START Exercise material

PR #927, opened 2016-08-26
Revert NSMutableCharacterSet test changes.

### LINKED ISSUE #897: NSCharacterSet.ExceptionTests fails on OSX
This was a new test added recently.

[ RUN      ] NSCharacterSet.ExceptionTests
NSCharacterSetTests.m:228: Failure
Failed
[  FAILED  ] NSCharacterSet.ExceptionTests (0 ms)

MSFTFox:
There was a misunderstanding that the expected nonnull argument to
two factory methods in NSCharacterSet should be enforced by
throwing an exception. This is not correct. 

One test case has still been removed. set = [NSMutableCharacterSet characterSetWithContentsOfFile:nil]; is not a valid statement as searching for a nil file will throw an exception.

Fix #897

### DIFF
--- a/tests/unittests/Foundation/NSCharacterSetTests.m
+++ b/tests/unittests/Foundation/NSCharacterSetTests.m
@@ -1,6 +1,6 @@
 //******************************************************************************
 //
-// Copyright (c) 2015 Microsoft Corporation. All rights reserved.
+// Copyright (c) Microsoft. All rights reserved.
 //
 // This code is licensed under the MIT License (MIT).
 //
--- a/tests/unittests/Foundation/NSCharacterSetTests.m
+++ b/tests/unittests/Foundation/NSCharacterSetTests.m
@@ -219,22 +219,7 @@ TEST(NSCharacterSet, Polymorphic_Creators) {
 
     set = [NSMutableCharacterSet characterSetWithRange:NSMakeRange(0, 32)];
     EXPECT_TRUE([set isKindOfClass:[NSMutableCharacterSet class]]);
-}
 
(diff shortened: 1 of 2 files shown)


rajsesh-msft:
:shipit:

aballway:

nit

---
Refers to: tests/unittests/Foundation/NSCharacterSetTests.m:3 in f6f0cba. [](commit_id = f6f0cbabbca8cf883186864c956bbfd5ac4e51c9, deletion_comment = False)

tests/unittests/Foundation/NSCharacterSetTests.m
```diff
@@ -219,22 +219,7 @@ void testCharacter(NSCharacterSet* charSet, NSString* testString) {
...
-    @try {
-        set = [NSMutableCharacterSet characterSetWithBitmapRepresentation:nil];
-        FAIL();
-    } @catch (NSException* e) {
-        ASSERT_OBJCEQ(e.name, @"NSInvalidArgumentException");
-    }
 
-    @
-    try {
-        set = [NSMutableCharacterSet characterSetWithContentsOfFile:nil];
```
aballway: >set = [NSMutableCharacterSet characterSetWithContentsOfFile:nil]; [](start = 8, length = 65)

can we test this as well?

MSFTFox: It merely calls characterSetWithBitmap but with the contents of the file. It would merely be testing file lookup. As characterSetWithBitmap isn't tested either, there's no point in exploring this function before it gets any actual attention. A real test needs to be developed for this function which is not the priority of this pull request.

DHowett-MSFT:
:shipit:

END Exercise material

■ **What the task requires**: Reproduce every line of the listing above in which the string "Copyright" appears.

■ **Written solution**:
-// Copyright (c) 2015 Microsoft Corporation. All rights reserved.
+// Copyright (c) Microsoft. All rights reserved.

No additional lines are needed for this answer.